What needs to be done:
Transcribe the entries below exactly.

Collection entries:
↓↓↓

PR #124, opened 2022-03-24
wsl$ versus wsl.localhost

CarlosNihelton:
Not sure why this is happening, but sometimes trying to access `\\wsl$\<DISTRO>` blocks forever while `\\wsl.localhost\<DISTRO>` works.

While no enlightment comes to this issue, let's workaround.

Although this PR looks huge, that's mainly due formatting. The file `OOBE.cpp` predates the current CI and would trigger a lot of warnings. For actual content review focus on commit fbada24edb1ddcffef99cd4946068eb32d77b0bc

Now all filesystem accesses thru WSL Service in the launcher is done with `\\wsl.locahost` path prefix.

### DIFF
--- a/DistroLauncher/ExitStatus.cpp
+++ b/DistroLauncher/ExitStatus.cpp
@@ -52,7 +52,7 @@ namespace Oobe
 
     void ExitStatusHandling()
     {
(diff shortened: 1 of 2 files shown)


jibel (approved):
LGTM.

PR #128, opened 2022-03-29
Separate build template files

jibel:
In order to make the project builable from Visual Studio for example, separate
template files from project files and use specifci template files for project
files that must use templates:
- Use specific template files for project files
- Create template files and untemplate project files
- Ignore prepare-* at the root of the tree


CarlosNihelton (approved):
I had to test it locally end to end to be sure. This is as clean as it can be. Great job!

didrocks:
TBH, I’m not a very big fan of this. If upstream changes anything, there is a high chance of us missing them or badly copying/pasting in the template.
Also, I would have prefer that the master to be "UbuntuPreview' rather than Ubuntu, as it’s probably the application you want to destroy/replace the most.

What about rather than using template syntax, having magic words that we use to replace, and this way, keeping a single file instead of 2 for the ones we replace?

jibel:
Yeah, that's an idea too. I didn't want to obliterate the template
mechanism which was working fine.

PR #131, opened 2022-03-30
Silent which

CarlosNihelton:
Besides the typo in the variable name, while checking for the existence of the OOBE, this function caused some undesired output to console with not much context or information. This PR silences it, since for this function, checking the exit code is enough.


jibel:
Why are you using WslLaunchInteractive() instead of WslLaunch() and redirect stdout to a null handle? It seems cleaner to me than doing the redirection in the shell of the subprocess.

jibel (approved):

PR #132, opened 2022-04-01
Add some additional debug information to notify-isotracker runs

sil2100:
We also run notify-isotracker in debug mode temporarily - this should be switched off after we confirm all is good.


jibel (approved):
looks fine. Thanks.

PR #133, opened 2022-04-01
Fix secrets naming.

sil2100:
+ disable the debug flag from the job runs!


jibel (approved):
Alright, it matches now. Thanks.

↑↑↑

Written solution:
PR #124, opened 2022-03-24
wsl$ versus wsl.localhost

CarlosNihelton:
Not sure why this is happening, but sometimes trying to access `\\wsl$\<DISTRO>` blocks forever while `\\wsl.localhost\<DISTRO>` works.

While no enlightment comes to this issue, let's workaround.

Although this PR looks huge, that's mainly due formatting. The file `OOBE.cpp` predates the current CI and would trigger a lot of warnings. For actual content review focus on commit fbada24edb1ddcffef99cd4946068eb32d77b0bc

Now all filesystem accesses thru WSL Service in the launcher is done with `\\wsl.locahost` path prefix.

### DIFF
--- a/DistroLauncher/ExitStatus.cpp
+++ b/DistroLauncher/ExitStatus.cpp
@@ -52,7 +52,7 @@ namespace Oobe
 
     void ExitStatusHandling()
     {
(diff shortened: 1 of 2 files shown)


jibel (approved):
LGTM.

PR #128, opened 2022-03-29
Separate build template files

jibel:
In order to make the project builable from Visual Studio for example, separate
template files from project files and use specifci template files for project
files that must use templates:
- Use specific template files for project files
- Create template files and untemplate project files
- Ignore prepare-* at the root of the tree


CarlosNihelton (approved):
I had to test it locally end to end to be sure. This is as clean as it can be. Great job!

didrocks:
TBH, I’m not a very big fan of this. If upstream changes anything, there is a high chance of us missing them or badly copying/pasting in the template.
Also, I would have prefer that the master to be "UbuntuPreview' rather than Ubuntu, as it’s probably the application you want to destroy/replace the most.

What about rather than using template syntax, having magic words that we use to replace, and this way, keeping a single file instead of 2 for the ones we replace?

jibel:
Yeah, that's an idea too. I didn't want to obliterate the template
mechanism which was working fine.

PR #131, opened 2022-03-30
Silent which

CarlosNihelton:
Besides the typo in the variable name, while checking for the existence of the OOBE, this function caused some undesired output to console with not much context or information. This PR silences it, since for this function, checking the exit code is enough.


jibel:
Why are you using WslLaunchInteractive() instead of WslLaunch() and redirect stdout to a null handle? It seems cleaner to me than doing the redirection in the shell of the subprocess.

jibel (approved):

PR #132, opened 2022-04-01
Add some additional debug information to notify-isotracker runs

sil2100:
We also run notify-isotracker in debug mode temporarily - this should be switched off after we confirm all is good.


jibel (approved):
looks fine. Thanks.

PR #133, opened 2022-04-01
Fix secrets naming.

sil2100:
+ disable the debug flag from the job runs!


jibel (approved):
Alright, it matches now. Thanks.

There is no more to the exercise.